Мегрэ и порядочные люди - страница 8
Он достал из кармана бумажник, но комиссар оказался проворнее.
Из соседнего кабаре выходили люди, группа музыкантов, танцовщицы, которые ждали друг друга или, попрощавшись, уходили, и было слышно, как стучат по асфальту высоченные каблуки.
Лапуэнт сел за руль рядом с Мегрэ. Лицо комиссара оставалось невозмутимым.
– Домой?
– Да.
Какое-то время они ехали молча, пока машина неслась по безлюдным улицам.
– Нужно, чтобы завтра утром, пораньше, кто-нибудь из вас отправился на улицу Нотр-Дам-де-Шан расспросить соседей по дому, когда они встанут. Возможно, кто-то из них слышал выстрел, но не насторожился, решив, кто лопнула шина. Мне хотелось бы еще узнать, кто входил и выходил из дома, начиная с половины десятого.
– Этим я займусь сам, шеф.
– Нет. Дай задание кому-нибудь из инспекторов, а сам иди выспись. Если Торранс будет свободен, пошли его на улицу Жюли, пусть зайдет во все три дома, куда, по словам доктора, он звонил в дверь.
– Ясно.
– Стоит также для очистки совести уточнить время, когда он появился в больнице.
– Это все?
– Да… И да и нет… Мне все время кажется, что я что-то забыл, и по крайней мере вот уже четверть часа пытаюсь понять, что именно… Это ощущение возникало у меня несколько раз за вечер… Мне вдруг даже что-то пришло в голову, но тут ко мне кто-то обратился, кажется, Сент-Юбер… Я ему ответил и сразу же все забыл.
Они приехали на бульвар Ришар-Ленуар. В комнате было темно, а окно по-прежнему открыто, как в гостиной у Жосленов после отъезда прокуратуры.
– Спокойной ночи, малыш.
– Спокойной ночи, шеф.
– Раньше десяти я вряд ли появлюсь.
Он тяжело поднялся по лестнице, погруженный в свои мысли, и увидел, что мадам Мегрэ в ночной рубашке уже открыла ему дверь.
– Очень устал?
– Нет… Не очень…
Это нельзя было назвать усталостью. Скорее ему было как-то не по себе, грустно, он был озадачен, словно драма на улице Нотр-Дам-де-Шан касалась его лично. Доктор с кукольным личиком сказал верно: «Трудно представить себе, что у таких людей, как Жослены, может произойти драма».
Он вспомнил реакцию разных людей: Вероники, ее мужа, мадам Жослен, которую еще не видел и даже не попросил разрешения повидать.
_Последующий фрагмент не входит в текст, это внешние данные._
Issue #816, opened 2018-02-26
tracegraph_elbo related cleanup


martinjankowiak:
- [x] refactor vectorized_map_data_info and related data structures
- [x] refactor way prune_subsample_sites etc. is used to setup a trace for computation
- [x] rethink any needed asserts/warnings in tracegraph_elbo or trace_poutine
- [x] go through test_valid_models and make sure we have good coverage
- [x] rethink integration/gradient test coverage (where possibly prefer cheaper tests)

PR #871, opened 2018-03-09
miscellaneous trace*_elbo cleanup

martinjankowiak:
addresses part of #816


pyro/poutine/trace_poutine.py
```diff
@@ -5,84 +5,6 @@
 from .util import site_is_subsample
 
 
-def get_iarange_info(trace):
```
fritzo: :+1: to deleted code!

PR #872, opened 2018-03-09
Make irange iterators reusable

fritzo:
This is a follow-up to #863 that makes `irange` iterators reusable.

## Why?

The main purpose of this PR is to avoid name mangling in `_Subsample` sites, and thereby to simplify reasoning about `cond_indep_stack`s in `Trace*_ELBO` implementations. Additionally this PR allows finer control of synchronized-vs-independent subsampling in nested `irange`. Synchronized subsampling is often the desired behavior but is not supported before this PR.

Consider the nested `irange` sequence that subsamples 10x10 pixels from a 320x200 image
```py
for i in irange('outer', 200, 10):
    for j in irange('inner', 320, 10):
        ...
```
Before this PR, each `irange('inner')` would be name-mangled and subsample an independent 10 pixels. After this PR this code will error, and users need to be explicit about whether they want synchronized or independent inner subsamples:
```py
def synchronized_model():
    inner_irange = irange('inner', 320, 10)
    for i in irange('outer', 200, 10):
        for j in inner_irange:  # <---- irange is reused
            ...

def independent_model():
    for i in irange('outer', 200, 10):
        for j in irange('inner_%d' % i, 320, 10):  # <---- user must give distinct names
            ...
```

## Tested

- updated many existing tests with new idiom
- added a gradient tests that relies on lack of name mangling

### DIFF
--- a/pyro/__init__.py
+++ b/pyro/__init__.py
@@ -2,6 +2,7 @@ from __future__ import absolute_import, division, print_function
 
 import copy
 import logging
+import numbers
 import warnings
 from collections import OrderedDict
 from inspect import isclass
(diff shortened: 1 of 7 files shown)


pyro/__init__.py
```diff
@@ -151,9 +152,7 @@ def _subsample(name, size=None, subsample_size=None, subsample=None, use_cuda=No
         size = -1  # This is PyTorch convention for "arbitrary size"
         subsample_size = -1
     elif subsample is None:
-        names = [name]
-        names += [str(f.counter) for f in _PYRO_STACK if isinstance(f, poutine.IndepMessenger)]
-        subsample = sample("_".join(names), _Subsample(size, subsample_size, use_cuda))
+        subsample = sample(name, _Subsample(size, subsample_size, use_cuda))
```
fritzo: The dropped name-mangling logic here is the main motivation for this PR.

PR #1547, opened 2018-11-19
Getting parameters from TransformModule & TransformedDistribution

stefanwebb:
This PR is about discussing a better method for getting parameters out of a transformed distribution.

Previously, you had to do e.g., `x = PlanarFlow(2); x.module.parameters()` to extract the parameters from a single transform. To get the parameters out of a sequence of `Transform`s was tricky because you had to extract the `.module`s from each transform and it was decoupled from `TransformedDistribution`.

I'm suggesting a two-part fix. Firstly, a new class `TransformModule` that turns transforms into true `nn.Module`s, so you can do e.g. `x = PlanarFlow(2); x.parameters()` if `PlanarFlow` inherits from `TransformModule`. Secondly, also making `TransformedDistribution` a true `nn.Module`. Then you can simply pass the parameters from the transformed distribution to e.g. an optimizer by doing `flow_dist = TransformedDistributions(base_dist, flows); optimizer = torch.optim.Adam(flow_dist.parameters())`

### DIFF
--- a/examples/dmm/dmm.py
+++ b/examples/dmm/dmm.py
@@ -150,7 +150,7 @@ class DMM(nn.Module):
 
         # if we're using normalizing flows, instantiate those too
         self.iafs = [InverseAutoregressiveFlow(AutoRegressiveNN(z_dim, [iaf_dim])) for _ in range(num_iafs)]
-        self.iafs_modules = nn.ModuleList([self.iafs])
+        self.iafs_modules = nn.ModuleList(self.iafs)
 
         # define a (trainable) parameters z_0 and z_q_0 that help define the probability
         # distributions p(z_1) and q(z_1)
--- a/examples/dmm/dmm.py
+++ b/examples/dmm/dmm.py
@@ -150,7 +150,7 @@ class DMM(nn.Module):
 
         # if we're using normalizing flows, instantiate those too
         self.iafs = [InverseAutoregressiveFlow(AutoRegressiveNN(z_dim, [iaf_dim])) for _ in range(num_iafs)]
-        self.iafs_modules = nn.ModuleList([iaf.module for iaf in self.iafs])
+        self.iafs_modules = nn.ModuleList([self.iafs])
 
         # define a (trainable) parameters z_0 and z_q_0 that help define the probability
         # distributions p(z_1) and q(z_1)
--- a/pyro/distributions/torch.py
+++ b/pyro/distributions/torch.py
@@ -282,9 +282,24 @@ class StudentT(torch.distributions.StudentT, TorchDistributionMixin):
             return type(self)(df, loc, scale, validate_args=validate_args)
 
 
-class TransformedDistribution(torch.distributions.TransformedDistribution, TorchDistributionMixin):
+class TransformedDistribution(torch.distributions.TransformedDistribution, TorchDistributionMixin, torch.nn.Module):
+    def __init__(self, *args, **kwargs):
+        torch.distributions.TransformedDistribution.__init__(self, *args, **kwargs)
+        TorchDistributionMixin.__init__(self)
+        torch.nn.Module.__init__(self)
+        self.transforms = torch.nn.ModuleList(self.transforms)
+
     def expand(self, batch_shape):
         return super(TransformedDistribution, self).expand(batch_shape)
+
+
+class TransformModule(torch.distributions.Transform, torch.nn.Module):
+    def __init__(self):
+        torch.distributions.Transform.__init__(self)
+        torch.nn.Module.__init__(self)
+
+    def __hash__(self):
+        return super(torch.nn.Module, self).__hash__()
 
 
 class Uniform(torch.distributions.Uniform, TorchDistributionMixin):
@@ -324,6 +339,7 @@ for _name, _Dist in torch.distributions.__dict__.items():
 
     __all__.append(_name)
 
+__all__.append('TransformModule')
 
 # Create sphinx documentation.
 __doc__ = '\n\n'.join([
--- a/pyro/distributions/torch.py
+++ b/pyro/distributions/torch.py
@@ -287,15 +287,6 @@ class TransformedDistribution(torch.distributions.TransformedDistribution, Torch
         return super(TransformedDistribution, self).expand(batch_shape)
 
 
-class TransformModule(torch.distributions.Transform, torch.nn.Module):
-    def __init__(self):
-        torch.distributions.Transform.__init__(self)
-        torch.nn.Module.__init__(self)
-
-    def __hash__(self):
-        return super(torch.nn.Module, self).__hash__()
-
-
 class Uniform(torch.distributions.Uniform, TorchDistributionMixin):
     def expand(self, batch_shape):
         try:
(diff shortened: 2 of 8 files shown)


pyro/distributions/torch.py
```diff
@@ -282,11 +282,28 @@ def expand(self, batch_shape):
             return type(self)(df, loc, scale, validate_args=validate_args)
 
 
-class TransformedDistribution(torch.distributions.TransformedDistribution, TorchDistributionMixin):
+class TransformedDistribution(torch.distributions.TransformedDistribution, TorchDistributionMixin, torch.nn.Module):
```
neerajprad: What are the specific methods we would like to inherit from `nn.Module`? I am wondering if it safe to inherit off of `Module` for all `TransformedDistribution` and tying ourselves up in terms of future compatibility. If it is only a couple of methods like `.parameters()` and `.cuda()`, we could provide implementations for these (and use composition when needed to call `.module.cuda()` under the hood, for instance).

pyro/distributions/torch.py
```diff
@@ -282,11 +282,28 @@ def expand(self, batch_shape):
...
+    def __init__(self, *args, **kwargs):
+        torch.distributions.TransformedDistribution.__init__(self, *args, **kwargs)
+        TorchDistributionMixin.__init__(self)
+        torch.nn.Module.__init__(self)
+
+        # Not all transforms have parameters, so only want to extract nn.Module ones
+        self.transform_modules = torch.nn.ModuleList([t for t in self.transforms if isinstance(t, torch.nn.Module)])
```
neerajprad: This will register the parameters of the transform for use in `.parameters` and `.cuda`. Are there cases where we would have to separately grab the base distribution's parameters? If so, it might give a false impression to the user that they have transferred their parameters to the GPU by calling `transformed_dist.cuda()`, but they'll get an error later because their base distribution's params will still be on the CPU.

pyro/distributions/torch.py
stefanwebb: I think basically all the main ones, like `apply`, `cpu`, `cuda`, `load_state_dict`, `named_parameters`, `parameters`, `state_dict`, `to`. IMHO, I think future compatibility wouldn't be a problem since `nn.Module` is one of the main abstraction mechanisms in PyTorch and it's been around for so long

pyro/distributions/torch.py
stefanwebb: Hmm, at the moment you can't do `.cuda()` or `.parameters()` on a distribution (Fritz explains the rationale [here](https://github.com/pytorch/pytorch/issues/7795#issuecomment-391807661)). I guess the difficulty is created because a transformed distribution mixes objects with and without trainable parameters... I've added in an extra bit of code that adds a base distribution that is also an `nn.Module` to the module list

stefanwebb: I agree it would be confusing if a user calls `.cuda()` and their base distribution in on the `.cpu()`. Although I can't see a good solution. It doesn't seem possible to add a `.cuda()` to distributions in general for the reasons in that issue above. On the other hand, there's a need to have `.cuda()` for normalizing flows, since they have trainable parameters... What about overriding `.cuda()`, `.to()` and `.cpu()` in `TransformedDistribution` to raise an exception? Then the preferred way to transform your normalizing flow to the GPU would be to call `.cuda()` on each `TransformModule` separately (or in a list comprehension)?

stefanwebb: The more I think about this, the more I prefer not making `TransformedDistribution` an `nn.Module`, keeping it lightweight like `Distribution`, and doing all the work with `TransformModule`. I was just looking over the DMM example in Pyro, and I think in a typical use case, you would make an `nn.ModuleList` of `Transforms` inside your model (inheriting from `nn.Module`), and create a `TransformedDistribution` on the fly as needed

neerajprad: I agree - I think that will be a cleaner, more straightforward abstraction!

examples/dmm/dmm.py
```diff
@@ -150,7 +150,7 @@ def __init__(self, input_dim=88, z_dim=100, emission_dim=100,
 
         # if we're using normalizing flows, instantiate those too
         self.iafs = [InverseAutoregressiveFlow(AutoRegressiveNN(z_dim, [iaf_dim])) for _ in range(num_iafs)]
-        self.iafs_modules = nn.ModuleList([iaf.module for iaf in self.iafs])
+        self.iafs_modules = nn.ModuleList([self.iafs])
```
neerajprad: Remove the square brackets, since `self.iafs` is already a list.

pyro/distributions/torch.py
```diff
@@ -287,6 +287,15 @@ def expand(self, batch_shape):
         return super(TransformedDistribution, self).expand(batch_shape)
 
 
+class TransformModule(torch.distributions.Transform, torch.nn.Module):
+    def __init__(self):
+        torch.distributions.Transform.__init__(self)
+        torch.nn.Module.__init__(self)
+
+    def __hash__(self):
+        return super(torch.nn.Module, self).__hash__()
```
neerajprad: nit: I think it will be simpler to just use `hash(self)`.

stefanwebb: This won't work because you need to call the `.__hash__()` from the parent class. Doing `.hash(self)` enters an infinite recursion. Is there a neater way to call the parent class method?

examples/dmm/dmm.py
stefanwebb: Ah sorry, yes of course! :)

pyro/distributions/torch.py
neerajprad: Sorry, what you have is correct! I was confused - hash(self) would just call `__hash__` method (as it should, I thought it would use `object.__hash__`) itself and go into infinite recursion.

pyro/distributions/torch.py
```diff
@@ -324,6 +333,7 @@ def expand(self, batch_shape):
 
     __all__.append(_name)
 
+__all__.append('TransformModule')
```
neerajprad: I think this can be removed since you are adding this in `distributions.__init__.py`. 

nit: I think a better place for this class might be `torch_distribution.py` which has other mixin classes too.

pyro/distributions/torch.py
fritzo: We may need to avoid using `@lazy_property`, or add something to reset all lazy properties when calling `.cpu()`, `.cuda()`, and `.to()`.

pyro/distributions/torch.py
```diff
@@ -287,6 +287,15 @@ def expand(self, batch_shape):
         return super(TransformedDistribution, self).expand(batch_shape)
 
 
+class TransformModule(torch.distributions.Transform, torch.nn.Module):
+    def __init__(self):
+        torch.distributions.Transform.__init__(self)
```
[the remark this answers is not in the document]
stefanwebb: Sounds good! I've made all these changes

stefanwebb:
I also added in docs for `TransformModule`

pyro/distributions/torch_patch.py
```diff
@@ -45,6 +45,19 @@ def _torch_dirichlet_grad(x, concentration, total):
     return unpatched_fn(x, concentration, total)
 
 
+@_patch('torch.distributions.transforms.Transform.__init__')
```
fritzo: Could you just add a comment
```py
# this can be removed when super(...).__init__() is added upstream
```

stefanwebb: Done!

Во всем этом было что-то, что вызывало неловкость у окружающих. Ему, например, было неловко оттого, что он велел проверить показания доктора Фабра, словно тот был подозреваемым. Однако, если придерживаться только фактов, то именно его можно было подозревать. И помощник прокурора, и следователь Госсар, конечно, думали так же, и если они ничего не сказали вслух, то только потому, что это дело тоже вызывало у них, как и у Мегрэ, чувство неловкости.
Кто мог знать, что мать и дочь в этот вечер были в театре? Конечно, совсем немногие, ведь до сих пор еще никого не назвали.
Фабр приехал на улицу Нотр-Дам-де-Шан около половины десятого, и они с тестем сели за шахматы.
Затем ему позвонили из дому и передали, что нужно ехать к больному на улицу Жюли. В этом не было ничего необычного. Вероятно, его, как и других врачей, часто вызывали подобным образом.
И все-таки не странно ли, что именно в этот вечер прислуга плохо расслышала фамилию больного и направила врача по адресу, с которого его никто не вызывал.
Вместо того чтобы вернуться на улицу Нотр-Дам-де-Шан, закончить партию и дождаться жену, Фабр отправился в больницу. Но и в этом, судя по его характеру, не было ничего необычного.
За это время только один жилец вошел в дом и, проходя мимо консьержки, назвал свое имя. Та проснулась чуть позже и утверждает, что больше никто не входил и не выходил.